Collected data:
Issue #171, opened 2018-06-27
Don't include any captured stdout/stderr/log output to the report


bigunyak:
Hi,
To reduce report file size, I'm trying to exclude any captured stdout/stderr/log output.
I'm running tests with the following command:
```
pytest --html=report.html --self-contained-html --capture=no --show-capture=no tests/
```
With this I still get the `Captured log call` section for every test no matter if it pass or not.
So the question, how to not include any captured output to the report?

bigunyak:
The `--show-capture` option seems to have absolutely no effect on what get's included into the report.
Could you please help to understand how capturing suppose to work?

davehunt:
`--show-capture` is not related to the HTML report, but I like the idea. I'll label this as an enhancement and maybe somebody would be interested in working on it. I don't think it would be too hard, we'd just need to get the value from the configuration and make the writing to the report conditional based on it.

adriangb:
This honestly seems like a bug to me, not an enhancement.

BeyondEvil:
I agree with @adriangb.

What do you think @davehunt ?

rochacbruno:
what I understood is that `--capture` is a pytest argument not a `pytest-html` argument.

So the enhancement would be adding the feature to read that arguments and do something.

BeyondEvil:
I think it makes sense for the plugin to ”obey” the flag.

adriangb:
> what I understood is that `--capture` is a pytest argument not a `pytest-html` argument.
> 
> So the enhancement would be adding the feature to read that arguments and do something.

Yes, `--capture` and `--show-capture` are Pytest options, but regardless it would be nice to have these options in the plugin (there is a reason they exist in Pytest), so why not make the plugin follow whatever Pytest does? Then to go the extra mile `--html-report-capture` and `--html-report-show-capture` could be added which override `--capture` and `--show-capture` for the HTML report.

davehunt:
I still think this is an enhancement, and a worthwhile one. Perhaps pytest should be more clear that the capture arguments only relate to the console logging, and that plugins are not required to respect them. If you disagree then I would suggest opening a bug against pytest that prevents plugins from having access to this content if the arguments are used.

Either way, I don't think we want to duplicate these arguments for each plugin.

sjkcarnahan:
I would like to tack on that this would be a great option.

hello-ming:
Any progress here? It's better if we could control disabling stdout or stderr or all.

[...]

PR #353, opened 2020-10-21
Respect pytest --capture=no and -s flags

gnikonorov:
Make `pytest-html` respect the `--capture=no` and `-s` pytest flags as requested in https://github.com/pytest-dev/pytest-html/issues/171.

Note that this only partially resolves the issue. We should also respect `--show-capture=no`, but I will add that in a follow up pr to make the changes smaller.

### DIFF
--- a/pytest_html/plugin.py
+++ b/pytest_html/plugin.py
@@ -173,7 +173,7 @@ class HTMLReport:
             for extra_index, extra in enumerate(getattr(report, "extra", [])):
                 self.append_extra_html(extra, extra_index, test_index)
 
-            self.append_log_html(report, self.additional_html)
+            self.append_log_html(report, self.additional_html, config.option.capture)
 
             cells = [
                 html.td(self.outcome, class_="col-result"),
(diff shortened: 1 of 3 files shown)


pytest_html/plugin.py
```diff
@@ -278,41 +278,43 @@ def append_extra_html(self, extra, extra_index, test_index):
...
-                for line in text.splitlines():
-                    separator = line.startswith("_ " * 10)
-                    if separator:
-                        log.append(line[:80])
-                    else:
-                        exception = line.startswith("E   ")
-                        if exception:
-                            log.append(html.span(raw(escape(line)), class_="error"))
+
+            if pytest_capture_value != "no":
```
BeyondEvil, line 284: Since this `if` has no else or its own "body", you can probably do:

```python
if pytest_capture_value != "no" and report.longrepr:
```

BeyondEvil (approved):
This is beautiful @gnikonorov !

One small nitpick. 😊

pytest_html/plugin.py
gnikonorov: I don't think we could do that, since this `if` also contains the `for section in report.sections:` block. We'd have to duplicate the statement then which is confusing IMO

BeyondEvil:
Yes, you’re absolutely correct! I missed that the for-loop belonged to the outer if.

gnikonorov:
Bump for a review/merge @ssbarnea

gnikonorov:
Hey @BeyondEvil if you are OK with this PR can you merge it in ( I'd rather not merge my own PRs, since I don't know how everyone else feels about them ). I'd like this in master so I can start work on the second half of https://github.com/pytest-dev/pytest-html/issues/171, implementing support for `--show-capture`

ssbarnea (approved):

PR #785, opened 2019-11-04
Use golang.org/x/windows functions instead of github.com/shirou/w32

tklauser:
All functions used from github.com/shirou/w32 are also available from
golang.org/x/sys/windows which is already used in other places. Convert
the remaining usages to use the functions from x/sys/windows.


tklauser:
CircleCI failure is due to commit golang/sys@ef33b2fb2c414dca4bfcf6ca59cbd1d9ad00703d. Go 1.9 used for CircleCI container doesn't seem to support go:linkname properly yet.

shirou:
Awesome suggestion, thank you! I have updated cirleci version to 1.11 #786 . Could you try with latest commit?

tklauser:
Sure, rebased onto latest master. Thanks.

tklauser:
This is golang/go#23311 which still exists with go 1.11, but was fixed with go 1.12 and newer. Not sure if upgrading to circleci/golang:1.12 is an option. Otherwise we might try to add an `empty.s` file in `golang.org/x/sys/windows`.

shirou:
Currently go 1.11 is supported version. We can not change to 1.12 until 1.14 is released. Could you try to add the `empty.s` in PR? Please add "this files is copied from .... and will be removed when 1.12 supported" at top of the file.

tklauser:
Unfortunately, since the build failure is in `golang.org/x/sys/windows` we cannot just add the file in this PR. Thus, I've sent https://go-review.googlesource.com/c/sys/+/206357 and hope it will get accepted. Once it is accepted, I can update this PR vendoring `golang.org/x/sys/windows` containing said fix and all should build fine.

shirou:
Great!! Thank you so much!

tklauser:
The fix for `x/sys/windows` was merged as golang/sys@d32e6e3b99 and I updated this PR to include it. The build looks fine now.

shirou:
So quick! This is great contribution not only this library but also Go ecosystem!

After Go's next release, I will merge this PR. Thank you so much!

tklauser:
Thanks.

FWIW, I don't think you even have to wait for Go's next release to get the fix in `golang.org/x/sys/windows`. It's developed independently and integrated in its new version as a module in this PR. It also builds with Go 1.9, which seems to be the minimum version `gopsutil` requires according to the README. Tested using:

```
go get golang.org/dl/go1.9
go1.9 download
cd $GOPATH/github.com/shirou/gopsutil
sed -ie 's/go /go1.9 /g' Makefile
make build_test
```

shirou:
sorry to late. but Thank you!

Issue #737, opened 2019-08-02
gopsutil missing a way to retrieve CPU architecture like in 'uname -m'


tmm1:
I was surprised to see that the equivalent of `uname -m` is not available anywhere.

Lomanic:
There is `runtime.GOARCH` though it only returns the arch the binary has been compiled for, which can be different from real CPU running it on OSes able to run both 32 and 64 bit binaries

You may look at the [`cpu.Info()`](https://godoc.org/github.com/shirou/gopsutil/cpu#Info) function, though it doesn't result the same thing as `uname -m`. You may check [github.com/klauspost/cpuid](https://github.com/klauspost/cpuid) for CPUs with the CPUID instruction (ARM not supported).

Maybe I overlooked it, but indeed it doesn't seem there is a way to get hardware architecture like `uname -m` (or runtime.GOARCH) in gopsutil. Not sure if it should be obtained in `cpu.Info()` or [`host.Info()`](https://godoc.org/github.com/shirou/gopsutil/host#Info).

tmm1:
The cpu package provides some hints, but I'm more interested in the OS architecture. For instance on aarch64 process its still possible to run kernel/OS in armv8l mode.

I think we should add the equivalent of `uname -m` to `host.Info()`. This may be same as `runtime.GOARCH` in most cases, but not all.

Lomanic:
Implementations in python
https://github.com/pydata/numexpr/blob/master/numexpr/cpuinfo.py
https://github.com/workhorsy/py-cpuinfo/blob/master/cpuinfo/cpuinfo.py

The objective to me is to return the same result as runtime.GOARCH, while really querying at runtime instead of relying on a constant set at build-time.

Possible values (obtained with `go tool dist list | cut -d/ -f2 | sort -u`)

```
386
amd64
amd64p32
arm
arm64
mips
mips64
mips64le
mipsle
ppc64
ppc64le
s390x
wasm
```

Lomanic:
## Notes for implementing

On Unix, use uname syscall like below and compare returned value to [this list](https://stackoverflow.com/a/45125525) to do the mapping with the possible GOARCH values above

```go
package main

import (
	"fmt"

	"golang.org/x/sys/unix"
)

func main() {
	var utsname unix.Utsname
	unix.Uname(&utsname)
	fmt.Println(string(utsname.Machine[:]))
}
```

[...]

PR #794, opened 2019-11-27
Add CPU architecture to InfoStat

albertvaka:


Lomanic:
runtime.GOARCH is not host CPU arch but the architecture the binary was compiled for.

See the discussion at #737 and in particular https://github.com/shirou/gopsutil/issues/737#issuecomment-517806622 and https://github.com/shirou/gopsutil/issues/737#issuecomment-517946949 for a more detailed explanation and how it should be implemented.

* Requirement
The required output is a copy of each line in the records where the string "doesn" occurs.

* Written response
CircleCI failure is due to commit golang/sys@ef33b2fb2c414dca4bfcf6ca59cbd1d9ad00703d. Go 1.9 used for CircleCI container doesn't seem to support go:linkname properly yet.
You may look at the [`cpu.Info()`](https://godoc.org/github.com/shirou/gopsutil/cpu#Info) function, though it doesn't result the same thing as `uname -m`. You may check [github.com/klauspost/cpuid](https://github.com/klauspost/cpuid) for CPUs with the CPUID instruction (ARM not supported).
Maybe I overlooked it, but indeed it doesn't seem there is a way to get hardware architecture like `uname -m` (or runtime.GOARCH) in gopsutil. Not sure if it should be obtained in `cpu.Info()` or [`host.Info()`](https://godoc.org/github.com/shirou/gopsutil/host#Info).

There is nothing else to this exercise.